## BRIEF
Find the lines below that include the word "toCharArray" and report how many there are, with no other text.

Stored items
PR #1205, opened 2019-06-26
Bug fixes

e5l:


ktor-client/ktor-client-android/jvm/src/io/ktor/client/engine/android/AndroidClientEngine.kt
```diff
@@ -27,15 +27,15 @@ class AndroidClientEngine(override val config: AndroidEngineConfig) : HttpClient
     override suspend fun execute(
         data: HttpRequestData
     ): HttpResponseData {
-        val callContext = createCallContext()
+        val callContext: CoroutineContext = createCallContext()
         return async(callContext) {
-            val requestTime = GMTDate()
+            val requestTime: GMTDate = GMTDate()
```
cy6erGn0m: Why so many explicit types?

ktor-client/ktor-client-apache/jvm/src/io/ktor/client/engine/apache/ApacheEngine.kt
```diff
@@ -33,7 +33,13 @@ internal class ApacheEngine(override val config: ApacheEngineConfig) : HttpClien
     private fun prepareClient(): CloseableHttpAsyncClient {
         val clientBuilder = HttpAsyncClients.custom()
         with(clientBuilder) {
-            setThreadFactory { Thread(it, "Ktor-client-apache").apply { isDaemon = true } }
+            setThreadFactory {
+                Thread(it, "Ktor-client-apache").apply {
+                    isDaemon = true
+                    setUncaughtExceptionHandler { _, _ -> }
```
cy6erGn0m: Shouldn't we do something instead of ignoring exceptions?

ktor-client/ktor-client-apache/jvm/src/io/ktor/client/engine/apache/ApacheHttpRequest.kt
```diff
@@ -30,39 +30,22 @@ internal suspend fun CloseableHttpAsyncClient.sendRequest(
...
-            response.completeExceptionally(exception)
+            continuation.cancel(exception)
         }
 
         override fun completed(result: Unit) {}
 
         override fun cancelled() {
             callContext.cancel()
-            response.cancel()
+            continuation.cancel()
```
cy6erGn0m: Is that true that only one of these handlers will be called and only once?

ktor-client/ktor-client-apache/jvm/src/io/ktor/client/engine/apache/ApacheResponseConsumer.kt
```diff
@@ -4,93 +4,56 @@
...
-    }.invokeOnCompletion { cause ->
-        channel.close(cause)
+    override fun responseCompleted(context: HttpContext?) {
+        contentReader.close()
     }
 
-    private suspend fun ByteWriteChannel.writeRemaining() {
-        current.flip()
-        if (current.hasRemaining()) writeFully(current)
+    override fun getException(): Exception? = null
```
cy6erGn0m: Should we always return null here?

ktor-client/ktor-client-apache/jvm/src/io/ktor/client/engine/apache/ContentReader.kt
```diff
@@ -0,0 +1,119 @@
...
+    val content: ByteReadChannel get() = _content
+
+    private val events = ConcurrentLinkedQueue<Runnable>()
+
+    override val context: CoroutineContext = this
+
+    private val handler = suspend handler@{
+        try {
+            yield()
+            if (!state.isActive) return@handler
```
cy6erGn0m: Is it ok to not close `_content` if cancelled immediately?

cy6erGn0m: Is it ok to keep hasData = true in this case?

ktor-client/ktor-client-apache/jvm/src/io/ktor/client/engine/apache/ContentReader.kt
```diff
@@ -0,0 +1,119 @@
...
+    }
+
+    init {
+        handler.startCoroutineUninterceptedOrReturn(this)
+    }
+
+    fun consume(decoder: ContentDecoder, ioControl: IOControl) {
+        hasData = true
+        if (state.isCompleted) {
+            ioControl.shutdown()
```
cy6erGn0m: You just told that one shouldn't shutdown an io control...

ktor-client/ktor-client-apache/jvm/src/io/ktor/client/engine/apache/ContentReader.kt
```diff
@@ -0,0 +1,119 @@
...
+            return
+        }
+
+        currentDecoder = decoder
+        control = ioControl
+
+        while (hasData) {
+            runNextEvent()
```
cy6erGn0m: Can't we get an infinite loop here if no tasks in the queue?

ktor-client/ktor-client-core/common/src/io/ktor/client/response/HttpResponse.kt
```diff
@@ -68,7 +68,7 @@ abstract class HttpResponse : HttpMessage, CoroutineScope, Closeable {
         if (!closed.compareAndSet(false, true)) return
 
         launch {
-            content.discard()
+            content.cancel()
```
cy6erGn0m: So we don't wait for content transfer completion but abort it, right? Is it safe?

ktor-client/ktor-client-core/js/src/io/ktor/client/engine/js/compatible/Utils.kt
```diff
@@ -26,19 +26,38 @@ internal fun readBody(
...
+    val body = response.body ?: error("Fail to get body")
+    val responseData = Channel<ByteArray>(Channel.UNLIMITED)
+
+    body.on("data") { chunk: ArrayBuffer ->
+        responseData.offer(Uint8Array(chunk).asByteArray())
+    }
+
+    body.on("end") {
+        responseData.close()
+    }
```
cy6erGn0m: Shouldn't we listen for [error events](https://nodejs.org/api/stream.html#stream_event_error_1) as well?

ktor-client/ktor-client-tests/build.gradle
```diff
@@ -19,8 +19,8 @@ class KtorTestServer extends DefaultTask {
             def main = mainClass.getMethod("startServer")
             server = main.invoke(null)
         } catch (cause) {
-            println("[TestServer] ERROR: $cause")
-            cause.printStackTrace()
+//            println("[TestServer] ERROR: $cause")
+//            cause.printStackTrace()
```
cy6erGn0m: ?

ktor-client/ktor-client-tests/common/test/io/ktor/client/tests/FullFormTest.kt
```diff
@@ -4,50 +4,27 @@
...
-    fun testGet() = clientTest(factory) {
+    fun testGet() = clientTests {
         test { client ->
             val text = client.call {
                 url {
                     protocol = URLProtocol.HTTP
                     host = "127.0.0.1"
-                    port = serverPort
-                    encodedPath = "/hello"
+                    port = 8080
```
cy6erGn0m: Why a constant port?

ktor-client/ktor-client-android/jvm/src/io/ktor/client/engine/android/AndroidClientEngine.kt
e5l: It was slow to edit code with dev plugin :(

ktor-client/ktor-client-apache/jvm/src/io/ktor/client/engine/apache/ApacheEngine.kt
e5l: We report exceptions with our client coroutines and channels. Here we prevent to log cancellation exceptions unhandled by Apache.

ktor-client/ktor-client-tests/build.gradle
e5l: It prevents logging of address already in use(when testing locally)

ktor-client/ktor-client-tests/common/test/io/ktor/client/tests/FullFormTest.kt
e5l: We use external test server on the fixed port here

ktor-client/ktor-client-core/common/src/io/ktor/client/response/HttpResponse.kt
e5l: Yes

ktor-client/ktor-client-apache/jvm/src/io/ktor/client/engine/apache/ContentReader.kt
e5l: We close `_content` and switch `hasData` in finally block here. It should be enough.

ktor-client/ktor-client-apache/jvm/src/io/ktor/client/engine/apache/ApacheHttpRequest.kt
e5l: Yes and we checked it early.

PR #1211, opened 2019-06-28
Remove private modifier from Routing.interceptor

eld0727:
Move all inner logic of Routing to separated class to allow user use routing feature in detached mode.
Also make interceptor function public to use it independently of `install(Routing)`

Main motivation of that pull request is to allow user use dynamic routing

### DIFF
--- a/ktor-server/ktor-server-core/jvm/src/io/ktor/routing/Routing.kt
+++ b/ktor-server/ktor-server-core/jvm/src/io/ktor/routing/Routing.kt
@@ -27,7 +27,7 @@ class Routing(val application: Application) :
         tracers.add(block)
     }
 
-    private suspend fun interceptor(context: PipelineContext<Unit, ApplicationCall>) {
+    suspend fun interceptor(context: PipelineContext<Unit, ApplicationCall>) {
         val resolveContext = RoutingResolveContext(this, context.call, tracers)
         val resolveResult = resolveContext.resolve()
         if (resolveResult is RoutingResolveResult.Success) {


cy6erGn0m:
Why making `interceptor` function public is not enough? What are advantages of extra inheritance and nullable application? Do you build routing with no running application? Why?

cy6erGn0m:
Locations couldn't be registered in a routing with no application

eld0727:
> Do you build routing with no running application? Why?

I want to do something like that:
```kotlin
val applicationRef = AtomicRef(MyApplication())
val server = embeddedServer(Netty, port = 8080) {
    intercept(ApplicationCallPipeline.Call) {
        applicationRef.get().routing.intercept(this)
    }
    routing {
        route("some static routes") {
            ...
        }
    }
}

//and in some moment reload all application components atomically
applicationRef.set(newVersionOfMyApplication)
```
> Why making interceptor function public is not enough? What are advantages of extra inheritance and nullable application?

So it allows us to create detached routing object instead of  collecting `(Routing) -> Unit`

> Locations couldn't be registered in a routing with no application

Yeah, as i can see Locations feature could not be used with detached routes at this moment.
Authentication and web sockets have the same issue. 

 @cy6erGn0m  is it a blocker for detached routes?

cy6erGn0m:
So you actually need application reloading, like hot reload but with a custom trigger, right?

eld0727:
Yes, i think that hot reload with no downtime could solve this issue

eld0727:
Ok, lets just make interceptor function public

PR #1218, opened 2019-07-02
Fix apache performance; Benchmarks; Auth; Minor fixes

e5l:


ktor-client/ktor-client-apache/jvm/src/io/ktor/client/engine/apache/ApacheResponseConsumer.kt
```diff
@@ -4,61 +4,159 @@
...
+                        written(count)
+                        flush()
+                    }
+
+                    if (decoder.isCompleted) {
+                        done = true
+                    }
+                }
+
+                done = done || completed.value
```
cy6erGn0m: check for cancellation/failure

Issue #1182, opened 2019-06-11
How can I configure https connector in Jetty?


sskki:
### Ktor Version
1.2.1
### Ktor Engine Used(client or server and name)
Jetty
### JVM Version, Operating System and Relevant Context
java version "1.8.0_201"
OS: Ubuntu 18.04
### Feedback
I'm trying to use server side client certificate in Jetty as the code below. But I failed because the Jetty server uses sslConnector in applicationEngineEnvironment(), ignoring httpsConnector defined in embeddedServer().

```kotlin

import io.ktor.application.*
import io.ktor.http.*
import io.ktor.response.*
import io.ktor.routing.*
import io.ktor.server.engine.*
import io.ktor.server.jetty.*
import java.io.*
import java.security.KeyStore
import org.eclipse.jetty.server.ServerConnector
import org.eclipse.jetty.util.ssl.SslContextFactory

fun main() {
    val keyStore = KeyStore.getInstance(KeyStore.getDefaultType())
    val environment = applicationEngineEnvironment {
        module { module() }
        connector {
            host = "127.0.0.1"
            port = 8080
        }

        keyStore.load(File("build/keystore.jks").inputStream(), "changeit".toCharArray())

        sslConnector(
            keyStore, "keystore", { "changeit".toCharArray() }, { "changeit".toCharArray() }
        ) {
            host = "127.0.0.1"
            port = 8443
        }
    }

    embeddedServer(Jetty, environment) {
        configureServer = {
            val sslContextFactory = SslContextFactory().apply {
                this.keyStore = keyStore
                setKeyStorePassword("changeit")
                setKeyManagerPassword("changeit")
                this.trustStore = keyStore
                setTrustStorePassword("changeit")
                wantClientAuth = true
            }
            val httpsConnector = ServerConnector(this, sslContextFactory).apply {
                port = 8443
            }
            this.addConnector(httpsConnector)
        }
    }.start(wait = true)
}

fun Application.module(testing: Boolean = false) {
    routing {
        get("/") {
            call.respondText("HELLO WORLD!", contentType = ContentType.Text.Plain)
        }
    }
}

```

Deleting connectors  in applicationEngineEnvironment() results in only an inaccessible server. It seems that org.eclipse.jetty.server.Server.connectors is overwitten by applicationEngineEnvironment() after the configuration by embeddedServer().

[...]

PR #1233, opened 2019-07-13
Enable Jetty server to use arbitrary customized HTTP connectors.

sskki:
**Subsystem**
Server

**Motivation**
Enable Jetty server to use arbitrary customized HTTP connectors. #1182 .

**Solution**
exchange the order of `configuration.configureServer(this)` and `initializeServer(environment)`.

## RESULT
2